Unjoke Number One:
Joke teller: How many Romanian janitors does it take to screw in a light bulb?
Victim: I don’t know. How many?
Joke teller: While Romanian janitors are usually competent to change light bulbs without assistance, we must keep in mind that the act of changing the bulb is but one of many activities involving a multitude of people to produce the light bulb and deliver it to the end user. The suppliers of raw materials, the fabricators, and the third party logistics providers all along the line were indispensable in getting that light bulb in the hands of that Romanian janitor.
Unjoke Number Two:
Joke teller: Knock, Knock.
Victim: Who’s there?
Joke teller: Orange.
Victim: Orange who.
Joke teller: Orange you glad I didn’t say banana?
Unjoke Number Three:
Joke teller: I met a man the other day who said he hadn’t had a bite in weeks.
Victim: What did you do?
Joke teller: I gave him some money for food.
Unjoke Number Four:
A traveling salesman’s car broke down in a rural area, and he asked a farmer if he could spend the night. The farmer said that it would be okay for him to spend the night but that he did not have a daughter.
Unjoke Number Five:
Joke teller: What do you call a hundred female physical anthropologists at the bottom of a river?
Victim: I don’t know.
Joke teller: A mystery and a tragedy and probable foul play.
Unjoke Number Six:
Joke teller: What’s the difference between a gynecologist and a plumber?
Victim: Beat’s me.
Joke teller: A gynecologist is a physician specializing in the treatment of women, whereas a plumber is a skilled tradesman who specializing in pipes and drains and such.
Unjoke Number Seven:
Joke teller: I have a new knock, knock joke. You start it.
Victim: Knock, Knock.
Joke teller: Who’s there?
Unjoke Number Eight:
Joke teller: What did Buddha say to the hot dog vendor?

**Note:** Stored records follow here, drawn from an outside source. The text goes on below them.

PR #1090, opened 2020-11-21
Fix complete registration issue where items with spaces are registere…

### LINKED ISSUE #1085: Can't get suggestions to work
I've spend a lot of time trying to get suggestions to work but to no avail.  I tried both on Windows and Ubuntu Linux using .Net Core 3.1 SDK.

I'm using the latest Nuget Package and followed the instructions [here](https://github.com/dotnet/command-line-api/blob/main/docs/dotnet-suggest.md).

Using dotnet-suggest (1.1.142701)  and System.CommandLine 2.0.0-beta1.20371.2 

There are some things I find confusing and would appreciate some help. The bash script added to my .bashrc contains this:
```
complete -F _dotnet_bash_complete `dotnet-suggest list`
```
My understanding is that is going to register a completion handler, which in turn calls a function called ` _dotnet_bash_complete`, which has been provided.

`dotnet-suggest list` returns a list of strings. Looking at the code, it defaults to all the dotnet tools, in two forms. One with dash, one without:
```
dotnet-try
dotnet try
dotnet-suggest
dotnet suggest
dotnet-trace
dotnet trace
```
It also looks for additional "user" paths registered in a special file here
```
~/.dotnet-suggest-registration.txt
```
These items can be registered manually, or it seems, automatically the first time you run your System.Console based app. However, it only puts the **path** in the list.

Next, I can inspect what has been registered as follows:
```
complete | grep _dot
complete -F _dotnet_bash_complete dotnet-suggest
complete -F _dotnet_bash_complete dotnet
complete -F _dotnet_bash_complete trace
complete -F _dotnet_bash_complete suggest
complete -F _dotnet_bash_complete dotnet-try
complete -F _dotnet_bash_complete try
complete -F _dotnet_bash_complete dotnet-trace
```
This seems consistent with the output of  `dotnet-suggest list` and what we're telling `complete` to register - but surely this is not what we wanted? 

My understanding is, we're telling the shell "If you type `trace` then call  `_dotnet_bash_complete`. The same for all the other registered commands. This in itself seems wrong - I don't want to call the script for items such as `try` and `trace`.

Could someone explain the flow for a console app called **myapp**? Surely it must actually register the string `myapp` (and not just the path where it's located) so that when you hit tab, it will run the script and in turn call dotnet-suggest, which calls myapp with the correct arguments to get help and then return to the user.

I may well be missing something here! Help appreciated.

pieter-venter:
…d separately

Call a function that changes the value of IFS to newline only. This ensures IFS is
restored to whatever it was before and would work any various platforms.

Fix #1085

### DIFF
--- a/src/System.CommandLine.Suggest/dotnet-suggest-shim.bash
+++ b/src/System.CommandLine.Suggest/dotnet-suggest-shim.bash
@@ -24,6 +24,11 @@ _dotnet_bash_complete()
     fi
 }
 
-complete -F _dotnet_bash_complete `dotnet-suggest list`
+_dotnet_bash_register_complete()
+{
+    local IFS=$'\n'
+    complete -F _dotnet_bash_complete `dotnet-suggest list`
+}
+_dotnet_bash_register_complete
 export DOTNET_SUGGEST_SCRIPT_VERSION="1.0.0"
 # dotnet suggest shell complete script end
--- a/src/System.CommandLine.Suggest/dotnet-suggest-shim.bash
+++ b/src/System.CommandLine.Suggest/dotnet-suggest-shim.bash
@@ -30,5 +30,5 @@ _dotnet_bash_register_complete()
     complete -F _dotnet_bash_complete `dotnet-suggest list`
 }
 _dotnet_bash_register_complete
-export DOTNET_SUGGEST_SCRIPT_VERSION="1.0.0"
+export DOTNET_SUGGEST_SCRIPT_VERSION="1.0.1"
 # dotnet suggest shell complete script end


src/System.CommandLine.Suggest/dotnet-suggest-shim.bash
```diff
@@ -24,6 +24,11 @@ _dotnet_bash_complete()
...
 }
 
-complete -F _dotnet_bash_complete `dotnet-suggest list`
+_dotnet_bash_register_complete()
+{
+    local IFS=$'\n'
+    complete -F _dotnet_bash_complete `dotnet-suggest list`
+}
+_dotnet_bash_register_complete
 export DOTNET_SUGGEST_SCRIPT_VERSION="1.0.0"
```
jonsequitur, line 33: Please update the script version to `1.0.1`.

pieter-venter: Done

jonsequitur (approved):

PR #1091, opened 2020-11-22
Fix dotnet-suggest issue that prevents files from being registered

### LINKED ISSUE #1085: Can't get suggestions to work

pieter-venter:
Fix #1085

### DIFF
--- a/src/System.CommandLine.Suggest.Tests/SuggestionRegistrationTest.cs
+++ b/src/System.CommandLine.Suggest.Tests/SuggestionRegistrationTest.cs
@@ -35,6 +35,55 @@ namespace System.CommandLine.Suggest.Tests
         }
 
         [Fact]
+        public void Missing_suggestion_can_not_be_found()
+        {
+            ISuggestionRegistration suggestionProvider = GetSuggestionRegistration();
+            
+            var path = Path.Combine(Path.GetTempPath(), Path.GetRandomFileName());
+            try
+            {
+                Directory.CreateDirectory(path);
+                var unregisteredFile = Path.Combine(path, "im-not-registered");
+                File.WriteAllText(unregisteredFile, "");
+                
+                var foundRegistration = suggestionProvider.FindRegistration(new FileInfo(unregisteredFile));
+
+                foundRegistration
+                    .Should()
+                    .BeNull();
+            }
+            finally
+            {
+                Directory.Delete(path, true);
+            }
+        }     
+        
+        [Fact]
+        public void Added_suggestion_can_be_found()
+        {
+            ISuggestionRegistration suggestionProvider = GetSuggestionRegistration();
+            
+            var path = Path.Combine(Path.GetTempPath(), Path.GetRandomFileName());
+            try
+            {
+                Directory.CreateDirectory(path);
+                var registeredFile = Path.Combine(path, "im-registered");
+                File.WriteAllText(registeredFile, "");
+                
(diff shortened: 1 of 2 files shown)


dnfadmin:
[CLA assistant check](https://cla.dotnetfoundation.org/dotnet/command-line-api?pullRequest=1091) <br/>Thank you for your submission, we really appreciate it. Like many open source projects, we ask that you sign our [Contributor License Agreement](https://cla.dotnetfoundation.org/dotnet/command-line-api?pullRequest=1091) before we can accept your contribution.<br/><br/>:x: pieter-venter [sign now](https://cla.dotnetfoundation.org/dotnet/command-line-api?pullRequest=1091)<br/><sub>You have signed the CLA already but the status is still pending? Let us [recheck](https://cla.dotnetfoundation.org/check/dotnet/command-line-api?pullRequest=1091) it.</sub>

pieter-venter:
@jonsequitur I probably should have created separate issues in retrospect, but this MR is also required to fix the second issue detailed on #1085. LMK once you have some time to review and if it needs more work. Happy to help.

jonsequitur:
Thanks, @pieter-venter! This looks good.

jonsequitur (approved):

PR #1093, opened 2020-11-24
Ensure longer option alias is parsed when aliases are prefixes

sfoslund:


sfoslund:
Closing this after discussion with Jon, not needed.

PR #1096, opened 2020-11-25
XML documentation for RootCommand, Command and Argument classes

pieter-venter:
I would like to help resolve issue #130  

After doing some research, this seems to be the best reference to follow as a standard:
https://github.com/dotnet/dotnet-api-docs/wiki
and I followed it closely.

It looks like @KathleenDollard has made some XML comments in RootCommand and I would appreciate feedback on my attempt here. I worked on the `Command` class as a start.


jonsequitur (dismissed):

src/System.CommandLine/Command.cs
```diff
@@ -10,40 +10,83 @@
 
 namespace System.CommandLine
 {
+    /// <summary>
+    /// Represents a specific action that the application performs.
+    /// </summary>
+    /// <remarks>
+    /// Use the Command object for actions that correspond to a specific string (the command name). See
+    /// <see cref="RootCommand"/> for simple applications that only have one action. For example, <c>dotnet run</>
```
jonsequitur, line 18:
```suggestion
    /// <see cref="RootCommand"/> for simple applications that only have one action. For example, <c>dotnet run</c>
```

src/System.CommandLine/Command.cs
```diff
@@ -10,40 +10,83 @@
...
+        /// Initializes a new instance of the Command class.
+        /// </summary>
+        /// <param name="name">The name of the command.</param>
+        /// <param name="description">The description of the command, shown in help.</param>
         public Command(string name, string? description = null) : base(name, description)
         {
         }
 
+        /// <summary>
+        /// Represents all the arguments associated with the command.
```
jonsequitur, line 38:
```suggestion
        /// Represents all of the arguments associated with the command.
```

src/System.CommandLine/Command.cs
```diff
@@ -10,40 +10,83 @@
...
+        /// </summary>
         public IEnumerable<Argument> Arguments => 
             Children.OfType<Argument>();
 
+        /// <summary>
+        /// Represents all the options associated with the command, including global options.
```
jonsequitur, line 44:
```suggestion
        /// Represents all of the options associated with the command, including global options.
```

src/System.CommandLine/Command.cs
```diff
@@ -10,40 +10,83 @@
...
+        /// </summary>
         public IEnumerable<Option> Options =>
             Children.OfType<Option>()
                     .Concat(Parents
                             .OfType<Command>()
                             .SelectMany(c => c.GlobalOptions));
-
+        /// <summary>
+        /// Represents all the global options associated with the command
```
jonsequitur, line 52:
```suggestion
        /// Represents all of the global options associated with the command
```

src/System.CommandLine/Command.cs
```diff
@@ -10,40 +10,83 @@
...
         public IEnumerable<Option> GlobalOptions => _globalOptions.OfType<Option>();
 
+        /// <summary>
+        /// Adds an <see cref="Argument"/> to the command.
+        /// </summary>
+        /// <param name="argument">The argument to add to the command.</param>
         public void AddArgument(Argument argument) => AddArgumentInner(argument);
 
+        /// <summary>
+        /// Adds a subcommand to the command. Commands can be nested to an arbitrary depth.
```
jonsequitur, line 63: Maybe `Commands can be nested to an arbitrary depth` should be in `remarks`?

src/System.CommandLine/Command.cs
```diff
@@ -10,40 +10,83 @@
...
         public void AddCommand(Command command) => AddSymbol(command);
 
+        /// <summary>
+        /// Adds an <see cref="Option"/> to the command.
+        /// </summary>
+        /// <param name="option">The option to add to the command.</param>
         public void AddOption(Option option) => AddSymbol(option);
 
+        /// <summary>
+        /// Adds a global <see cref="Option"/> to the command. Global options are applied to all commands.
```
jonsequitur, line 75: Global options are only applied to subcommands, recursively, but not to parent commands.

src/System.CommandLine/Command.cs
```diff
@@ -10,40 +10,83 @@
...
         public void AddGlobalOption(Option option)
         {
             _globalOptions.Add(option);
             Children.AddWithoutAliasCollisionCheck(option);
         }
-
+        
+        /// <summary>
+        /// Adds a global <see cref="Option"/> to the command. Global options are applied to all commands. A
+        /// return value indicates if the option alias is already in use.
```
jonsequitur, line 86:
```suggestion
        /// return value indicates whether the option alias is already in use.
```

src/System.CommandLine/Command.cs
```diff
@@ -87,12 +143,28 @@ private protected override void AddSymbol(Symbol symbol)
...
         public bool TreatUnmatchedTokensAsErrors { get; set; } = true;
 
+        /// <summary>
+        /// Gets or sets the <see cref="ICommandHandler"/> for the command. The handler represents the action
+        /// that will be performed when the command is invoked.
+        /// </summary>
         public ICommandHandler? Handler { get; set; }
 
+        /// <summary>
+        /// Represents all the symbols associated with the command.
```
jonsequitur, line 166:
```suggestion
        /// Represents all of the symbols associated with the command.
```

jonsequitur:
Thanks for helping with this. It's a big task and every bit helps.

I suggested a few minor changes.

src/System.CommandLine/Command.cs
pieter-venter: OK, moved it

src/System.CommandLine/Command.cs
pieter-venter: I moved this to the remarks too, and expanded the text to be clear that it applies to the current command, subcommands but not parent commands. See what you think.

pieter-venter:
@jonsequitur Would you prefer it if I make a separate PR for each class? Writing these docs are surprisingly hard. I find myself rewriting things multiple times to make them consistent etc. May have a PR open for a very long time if I keep adding stuff.

jonsequitur:
Smaller PRs are always welcome. They're easier to review and quicker to merge.

Thanks!

pieter-venter:
> Smaller PRs are always welcome. They're easier to review and quicker to merge.
> 
> Thanks!

OK so shall we leave this PR "as is" and you can merge when happy?
I'll only commit additional PR feedback here.

I'm working on some others but will do that in a separate branches and create PRs when ready.

src/System.CommandLine/Argument.cs
```diff
@@ -119,6 +135,9 @@ public List<ISuggestionSource> Suggestions
             }
         }
 
+        /// <summary>
+        /// Gets or sets the type of the argument.
```
jonsequitur, line 139: Maybe something like `Gets or sets the <see cref="System.Type" /> that the argument will be converted to.`?

src/System.CommandLine/Argument.cs
```diff
@@ -146,8 +165,17 @@ private protected override string DefaultName
 
         internal List<ValidateSymbol<ArgumentResult>> Validators { get; } = new List<ValidateSymbol<ArgumentResult>>();
 
+        /// <summary>
+        /// Adds a custom <see cref="ValidateSymbol{T}(ArgumentResult)"/> to the argument. Validators can be used
+        /// to create custom validation logic.
```
jonsequitur, line 170:
```suggestion
        /// to provide custom errors based on user input.
```

src/System.CommandLine/Argument.cs
```diff
@@ -146,8 +165,17 @@ private protected override string DefaultName
...
+        /// </summary>
+        /// <param name="validate">The delegate to validate the symbols during parsing.</param>
```
jonsequitur, line 172:
```suggestion
        /// <param name="validate">The delegate to validate the parsed argument.</param>
```

src/System.CommandLine/Argument.cs
```diff
@@ -146,8 +165,17 @@ private protected override string DefaultName
...
         public void AddValidator(ValidateSymbol<ArgumentResult> validator) => Validators.Add(validator);
 
+        /// <summary>
+        /// Gets the default value for the argument.
+        /// </summary>
+        /// <returns>Returns the default value for the argument, if defined. Null otherwise.</returns>
```
jonsequitur, line 178: I believe by default it returns the default for the `ArgumentType`, not `null`. For example it might return `0` if `ArgumentType` is `int`.

src/System.CommandLine/Command.cs
```diff
@@ -87,18 +148,37 @@ private protected override void AddSymbol(Symbol symbol)
...
+        /// <summary>
+        /// Gets or sets a value that indicates whether unmatched tokens should be treated as errors. For example,
+        /// if set to <c>true</c> and an extra command or argument is provided, validation will fail.
+        /// </summary>
         public bool TreatUnmatchedTokensAsErrors { get; set; } = true;
 
+        /// <summary>
+        /// Gets or sets the <see cref="ICommandHandler"/> for the command. The handler represents the action
+        /// that will be performed when the command is invoked.
+        /// </summary>
```
jonsequitur, line 167: It might be worth adding a remark that command line input specifying commands that don't have handlers will result in parse errors.

src/System.CommandLine/Argument.cs
pieter-venter: I like it - and I just learned something new.

src/System.CommandLine/Argument.cs
pieter-venter: The "Null otherwise" is definitely incorrect, good catch.

However, looking at the code again, it will throw if you haven't set a default value. If you set a default value (or factory), then it doesn't need to find the default value for the type.

I can't see an obvious scenario where you can make this method return the default value for the ArgumentType type. Help!

src/System.CommandLine/RootCommand.cs
```diff
@@ -8,14 +8,19 @@
 namespace System.CommandLine
 {
     /// <summary>
-    /// A command representing an application entry point.
+    /// Represents the main action that the application performs.
```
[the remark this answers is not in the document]
pieter-venter: FYI This was done so the text is more in line with the Command.cs summary. The idea was to capture the difference between an app with one purpose vs ones with subcommands. A little tricky to capture everything succinctly.

The way I understand it (please help if I'm wrong)
1. RootCommand only, no handler = pointless
2. RootCommand + handler = app does one thing.
3. RootCommand + handler, SubCommand no handler = app does one thing, subcommand pointless.
4. RootCommand, no handler, SubCommand + handler = command must be specified.

Ideas welcome.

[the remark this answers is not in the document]
jonsequitur: Re: 1, 2, and 4, agreed. For 3, there's also the case to consider where there's no handler on the first level of subcommands but there are handlers on the next layer of subcommands, e.g.

```console
> dotnet add  # This is an error
> dotnet add package <package name> # This is not an error
```

src/System.CommandLine/Command.cs
pieter-venter: OK I also added a reference to the `CommandHandler.Create` method. For me, this was one of the trickiest things "discover". We may want to expand the documentation even more. Take a look.

jonsequitur (approved):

Vendor: I don’t know. What?
Joke teller: There were no hot dog vendors in India when Buddha lived, so he wouldn’t have said anything.
Unjoke Number Nine:
Joke teller: What do you get when you cross an elephant and a rhinoceros?
Victim: I don’t know. What?
Joke teller: Nothing. Those two species are so genetically dissimilar that it is not possible to breed a hybrid.
Unjoke Number Ten:
A man has been waiting anxiously while his wife was undergoing complicated surgery. The surgeon comes into the waiting room and announces that he has good news and bad news. The bad news is that a second tumor was found during the operation. “What’s the good news?” asked the husband. The surgeon replied, “We were able to remove the second tumor completely and believe that your wife will have a full recovery.”